Streaming: build vs. buy
Knowing we had to switch to a streaming architecture was step one. The next step was deciding whether to build or buy? At this stage in our growth, we opted to buy and partnered with a third-party provider. The benefits of using a third-party included not having to divert engineering staff to work on building this functionality. At the time, the engineering team was four people, with no one dedicated to infrastructure/DevOps. We didn't need to invest in additional infrastructure changes and upgrades to ensure all infrastructure components supported long-lived connections. We were able to move to a streaming architecture and focus on building other core features of LaunchDarkly.
But as we continued to grow in size, issues began to arise, and we realized we had once again outgrown the architecture. At this point, we decided to build our own streaming architecture.
Initially, it was a hybrid model. We needed to treat our server-side SDKs differently from our client-side SDKs. There were concerns about sending proprietary information like targeting rules and logic to devices not in the control of our customers. For our server-side SDKs, we built a flag-update stream, which is still in use today. For client-side SDKs (mobile, desktop, browser applications), we initially built ping streams. We would send a message to the stream anytime a flag or the environment changed. This told all listening clients to make a poll request for the updated information. LaunchDarkly would evaluate the flags for each individual client ensuring we weren't sending proprietary information.
The ping-stream model significantly reduced the chattiness of the polling. However, it wasn't immune from challenges. When customers had large numbers of clients connected, they would all get the update simultaneously, and in return all request updates at once. If one million connected clients all attempted to poll for an update at once, our servers would be overwhelmed. We had created the ability to potentially DDoS ourselves—oops.
We introduced a random jitter to delay when clients would send a request for an update. While this solved one problem, it introduced another. It was taking longer to deliver updates to all users. In an ideal world, it would be useful to send already evaluated flags to clients instead of using a ping-stream model.

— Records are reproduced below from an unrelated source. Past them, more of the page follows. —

PR #3238, opened 2020-07-08
Remove -readnow from symbol load line in oegdb

jhand2:
The using the -readnow flag can cause some performance issues when debugging very large enclaves with multiple symbol files. Remove the -readnow flag to allow lazy loading of symbols.


jhand2:
I am not able to repro these failures locally. Trying again

bors r+

radhikaj:
bors try

jhand2:
I guess the problem here is that due to lazy loading the exact stdout might not match what's in the test because the symbols might be loaded at a slightly different time. So I don't think an exact stdout match really works for these tests if we make this change.

anakrish:
I'll take a look and see what's going on.

jhand2:
@anakrish did you ever find what was going on here? Otherwise I'll close until we can investigate further.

The notion of streaming evaluated flags to clients was scary as we have millions of client connections. To achieve this, we needed to keep the users' context in memory for the life of the stream. We categorized this idea under “It'll never work, but it would be great if it could.”
But then one of our engineers decided to investigate the size, memory constraints, and CPU. The analysis revealed it was realistically possible. This led to a conceptual plug-in and a lot of load testing to ensure we could handle the overhead. Today we have personalized flag streams, specific to individual users connecting to our service. This methodology allows us to send flag updates more efficiently and faster.
Additional innovations came from building our own streaming solution including the creation of our relay proxy. For customers with lots of SDKs, this meant a large number of streams being opened. Having so many open connections was problematic for the customer's NAT. Instead of each SDK establishing a connection with our services directly, they connect internally to our relay proxy. The relay proxy maintains a single connection to our services.
Conclusion
As we traveled down the road from polling to streaming, we thought about the impact it would have on our customers. Customers today see rapid updates when flags change with significantly less bandwidth consumption. The benefits of this architecture don't stop with our customers, but they continue down to their customers. The batteries on the mobile devices are extended as they no longer have to spend battery power on polling. With LaunchDarkly's streaming architecture, you can be confident your customers receive the most up-to-date flag configurations as quickly as possible.